--- Task details ---
Word for word, restate the entries that follow.

Stored data entries:
PR #3050, opened 2021-10-04
Allow canonical references to support treating given base URLs as local. 

### LINKED ISSUE #2843: _include does not work for QuestionnaireResponse:questionnaire
**Describe the bug**
Per FHIR spec, QuestionnaireResponse.questionnaire is a canonical. But when using a full URL for this field, a QuestionnaireResponse search request with _include=QuestionnaireResponse:questionnaire does not return the Questionnaire resource the QR refers to.
Ironically, if you use relative URL for the "questionnaire" field, the _include works, but FHIR spec requires that
 the QuestionnaireResponse.questionnaire should be a canonical.

**To Reproduce**
- Use/load the attached (see below) sample Questionnaire and QuestionnaireResource files or create/load your own,
- Make sure to use "full" URL for the QuestionnaireResponse.questionnaire field. 
- A request like:
     QuestionnaireResponse?_id=MY-QR-RES-ID&_include=QuestionnaireResponse:questionnaire
Should return Questionnaire resource as well.

Attached sample Questionnaire and QuestionaireResponse files:
[questionnaire-hapi.json.txt](https://github.com/hapifhir/hapi-fhir/files/6896612/questionnaire-hapi.json.txt)
[questionnaire-resp-hapi.json.txt](https://github.com/hapifhir/hapi-fhir/files/6895980/questionnaire-resp-hapi.json.txt)

**Expected behavior**
Should included the referenced Questionnaire in the results as requested.

 - HAPI FHIR Version: HAPI FHIR 5.5.0-PRE1-SNAPSHOT (live on hapi.fhir.org as of 2021-07-28)

tadgh:
Closes #2843 

In HAPI-FHIR, we allow people to stuff local references in Canonical type elements. If we detect such an entry, we index it as a resource link. However, we do not support fully qualified Canonicals for reference indexing, _even if_ their baseUrl appears in ModelConfig.getTreatBaseUrlsAsLocal().  This causes queries like `QuestionnaireResponse?_id=abc&_include=Questionnaire:questionnaire` to not successfully return a related Questionnaire if the QR was stored while referring to a fully qualified Questionnaire ID. 

* Modify the ingestion of canonical elements during pre-processing, such that if a canonical begins with a URL found in the `treat-as-local` list, that prefix is stripped, much as prefixed references are stripped. 
* Add new test.
* Add changelog.


hapi-fhir-storage/src/main/java/ca/uhn/fhir/jpa/dao/BaseStorageDao.java
```diff
@@ -228,6 +232,24 @@ private void replaceAbsoluteReferencesWithRelative(IBaseResource theResource) {
 					}
 				}
 			}
+	}
+
+	/**
+	 * Replace Canonical URI's with local references, if we find that the canonical should be treated as local.
+	 */
+	private void replaceAbsoluteUrisWithRelative(IBaseResource theResource, FhirTerser theTerser) {
```
michaelabuckley, line 240: I worry that we shouldn't be changing the data, but lower down in the index extraction.  Do we convert these back into absolute on the way back out?

michaelabuckley (approved):
Approved, assuming the round trip is ok.

hapi-fhir-storage/src/main/java/ca/uhn/fhir/jpa/dao/BaseStorageDao.java
tadgh: Ah, we do not, but for what its worth, our current implementation (which I based mine off of), which strips references, _also_ performs this same replacement. See L224 in the same file.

--- Completed task ---
PR #3050, opened 2021-10-04
Allow canonical references to support treating given base URLs as local. 

### LINKED ISSUE #2843: _include does not work for QuestionnaireResponse:questionnaire
**Describe the bug**
Per FHIR spec, QuestionnaireResponse.questionnaire is a canonical. But when using a full URL for this field, a QuestionnaireResponse search request with _include=QuestionnaireResponse:questionnaire does not return the Questionnaire resource the QR refers to.
Ironically, if you use relative URL for the "questionnaire" field, the _include works, but FHIR spec requires that
 the QuestionnaireResponse.questionnaire should be a canonical.

**To Reproduce**
- Use/load the attached (see below) sample Questionnaire and QuestionnaireResource files or create/load your own,
- Make sure to use "full" URL for the QuestionnaireResponse.questionnaire field. 
- A request like:
     QuestionnaireResponse?_id=MY-QR-RES-ID&_include=QuestionnaireResponse:questionnaire
Should return Questionnaire resource as well.

Attached sample Questionnaire and QuestionaireResponse files:
[questionnaire-hapi.json.txt](https://github.com/hapifhir/hapi-fhir/files/6896612/questionnaire-hapi.json.txt)
[questionnaire-resp-hapi.json.txt](https://github.com/hapifhir/hapi-fhir/files/6895980/questionnaire-resp-hapi.json.txt)

**Expected behavior**
Should included the referenced Questionnaire in the results as requested.

 - HAPI FHIR Version: HAPI FHIR 5.5.0-PRE1-SNAPSHOT (live on hapi.fhir.org as of 2021-07-28)

tadgh:
Closes #2843 

In HAPI-FHIR, we allow people to stuff local references in Canonical type elements. If we detect such an entry, we index it as a resource link. However, we do not support fully qualified Canonicals for reference indexing, _even if_ their baseUrl appears in ModelConfig.getTreatBaseUrlsAsLocal().  This causes queries like `QuestionnaireResponse?_id=abc&_include=Questionnaire:questionnaire` to not successfully return a related Questionnaire if the QR was stored while referring to a fully qualified Questionnaire ID. 

* Modify the ingestion of canonical elements during pre-processing, such that if a canonical begins with a URL found in the `treat-as-local` list, that prefix is stripped, much as prefixed references are stripped. 
* Add new test.
* Add changelog.


hapi-fhir-storage/src/main/java/ca/uhn/fhir/jpa/dao/BaseStorageDao.java
```diff
@@ -228,6 +232,24 @@ private void replaceAbsoluteReferencesWithRelative(IBaseResource theResource) {
 					}
 				}
 			}
+	}
+
+	/**
+	 * Replace Canonical URI's with local references, if we find that the canonical should be treated as local.
+	 */
+	private void replaceAbsoluteUrisWithRelative(IBaseResource theResource, FhirTerser theTerser) {
```
michaelabuckley, line 240: I worry that we shouldn't be changing the data, but lower down in the index extraction.  Do we convert these back into absolute on the way back out?

michaelabuckley (approved):
Approved, assuming the round trip is ok.

hapi-fhir-storage/src/main/java/ca/uhn/fhir/jpa/dao/BaseStorageDao.java
tadgh: Ah, we do not, but for what its worth, our current implementation (which I based mine off of), which strips references, _also_ performs this same replacement. See L224 in the same file.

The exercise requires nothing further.